PR #1903, opened 2023-11-21
Add SPLAT flag on ArrayNode indicating if it contains splat element(s)

### LINKED ISSUE #1680: Add a flag to Arrays which contain a single splat element
At parse time, we know if an array only has a single splat element. This compiles differently. Instead of having to recompute this information at compile time, we can add it as a flag on an ArrayNode so it's known earlier.

### LINKED ISSUE #1896: [COMPILER] Stack underflow using splat assignment
Minimal repro to get stack underflow:

```
a, *b = *c
1
```

This seems to be an issue even not in the "popped" case in that the instructions look wrong for even `*b = *c`

I found this running this code 

` RUBY_ISEQ_DUMP_DEBUG=prism make test-all TESTS=../test/-ext-/tracepoint/test_tracepoint.rb`

jemmaissroff:
This commit puts a SPLAT flag on any ArrayNodes which contain SplatNode elements

Closes #1680, also helps close #1896

### DIFF
--- a/config.yml
+++ b/config.yml
@@ -331,9 +331,14 @@ tokens:
 flags:
   - name: ArgumentsNodeFlags
     values:
-      - name: KEYWORD_SPLAT
+      - name: CONTAINS_KEYWORD_SPLAT
         comment: "if arguments contain keyword splat"
     comment: Flags for arguments nodes.
+  - name: ArrayNodeFlags
+    values:
+      - name: CONTAINS_SPLAT
+        comment: "if array contains splat nodes"
+    comment: Flags for array nodes.
   - name: CallNodeFlags
     values:
       - name: SAFE_NAVIGATION
@@ -459,6 +464,9 @@ nodes:
         type: location?
       - name: closing_loc
         type: location?
+      - name: flags
+        type: flags
+        kind: ArrayNodeFlags
     comment: |
       Represents an array literal. This can be a regular array using brackets or
       a special array using % like %w or %i.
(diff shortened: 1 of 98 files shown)


kddnewton (approved):
Looks good

kddnewton:
Actually, could you call it `CONTAINS_SPLAT`? Thinking about it it looks like it might mean "this array is splatted" not necessarily that it has one inside

jemmaissroff:
> Actually, could you call it `CONTAINS_SPLAT`? Thinking about it it looks like it might mean "this array is splatted" not necessarily that it has one inside

Sure, do you want me to change the ArgumentsNodeFlag to `CONTAINS_KEYWORD_SPLAT` too then? I also liked `CONTAINS_SPLAT` better, but thought it was best to be consistent.

Also just confirming - that Ruby test-all failure is fine and the bug still exists there on not templating?

kddnewton:
Yeah `CONTAINS_KEYWORD_SPLAT` would be better now that you mention it and I see it with this context.

The test-all suite is fine, something isn't rebuilding properly, I'm not sure what it is.

kddnewton (approved):

jemmaissroff:
Waiting until https://github.com/ruby/ruby/pull/8987 merges before merging this PR

eregon:
Given I have already rebased https://github.com/ruby/prism/pull/1891 2-3 times, I'd appreciate if we'd merge that first.
Plus, it would fix the test-all CI check.

jemmaissroff:
> Given I have already rebased #1891 2-3 times, I'd appreciate if we'd merge that first. Plus, it would fix the test-all CI check.

I'm going to merge this and then will rebase your branch! I don't want to override a different review, and this is currently blocking for me. Seems like it's either that I'd wait and then rebase this, or can rebase yours directly

eregon:
That works, thanks!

__________

__Try it__:
Please repeat the listing word for word.

__Answer to this exercise__:
PR #1903, opened 2023-11-21
Add SPLAT flag on ArrayNode indicating if it contains splat element(s)

### LINKED ISSUE #1680: Add a flag to Arrays which contain a single splat element
At parse time, we know if an array only has a single splat element. This compiles differently. Instead of having to recompute this information at compile time, we can add it as a flag on an ArrayNode so it's known earlier.

### LINKED ISSUE #1896: [COMPILER] Stack underflow using splat assignment
Minimal repro to get stack underflow:

```
a, *b = *c
1
```

This seems to be an issue even not in the "popped" case in that the instructions look wrong for even `*b = *c`

I found this running this code 

` RUBY_ISEQ_DUMP_DEBUG=prism make test-all TESTS=../test/-ext-/tracepoint/test_tracepoint.rb`

jemmaissroff:
This commit puts a SPLAT flag on any ArrayNodes which contain SplatNode elements

Closes #1680, also helps close #1896

### DIFF
--- a/config.yml
+++ b/config.yml
@@ -331,9 +331,14 @@ tokens:
 flags:
   - name: ArgumentsNodeFlags
     values:
-      - name: KEYWORD_SPLAT
+      - name: CONTAINS_KEYWORD_SPLAT
         comment: "if arguments contain keyword splat"
     comment: Flags for arguments nodes.
+  - name: ArrayNodeFlags
+    values:
+      - name: CONTAINS_SPLAT
+        comment: "if array contains splat nodes"
+    comment: Flags for array nodes.
   - name: CallNodeFlags
     values:
       - name: SAFE_NAVIGATION
@@ -459,6 +464,9 @@ nodes:
         type: location?
       - name: closing_loc
         type: location?
+      - name: flags
+        type: flags
+        kind: ArrayNodeFlags
     comment: |
       Represents an array literal. This can be a regular array using brackets or
       a special array using % like %w or %i.
(diff shortened: 1 of 98 files shown)


kddnewton (approved):
Looks good

kddnewton:
Actually, could you call it `CONTAINS_SPLAT`? Thinking about it it looks like it might mean "this array is splatted" not necessarily that it has one inside

jemmaissroff:
> Actually, could you call it `CONTAINS_SPLAT`? Thinking about it it looks like it might mean "this array is splatted" not necessarily that it has one inside

Sure, do you want me to change the ArgumentsNodeFlag to `CONTAINS_KEYWORD_SPLAT` too then? I also liked `CONTAINS_SPLAT` better, but thought it was best to be consistent.

Also just confirming - that Ruby test-all failure is fine and the bug still exists there on not templating?

kddnewton:
Yeah `CONTAINS_KEYWORD_SPLAT` would be better now that you mention it and I see it with this context.

The test-all suite is fine, something isn't rebuilding properly, I'm not sure what it is.

kddnewton (approved):

jemmaissroff:
Waiting until https://github.com/ruby/ruby/pull/8987 merges before merging this PR

eregon:
Given I have already rebased https://github.com/ruby/prism/pull/1891 2-3 times, I'd appreciate if we'd merge that first.
Plus, it would fix the test-all CI check.

jemmaissroff:
> Given I have already rebased #1891 2-3 times, I'd appreciate if we'd merge that first. Plus, it would fix the test-all CI check.

I'm going to merge this and then will rebase your branch! I don't want to override a different review, and this is currently blocking for me. Seems like it's either that I'd wait and then rebase this, or can rebase yours directly

eregon:
That works, thanks!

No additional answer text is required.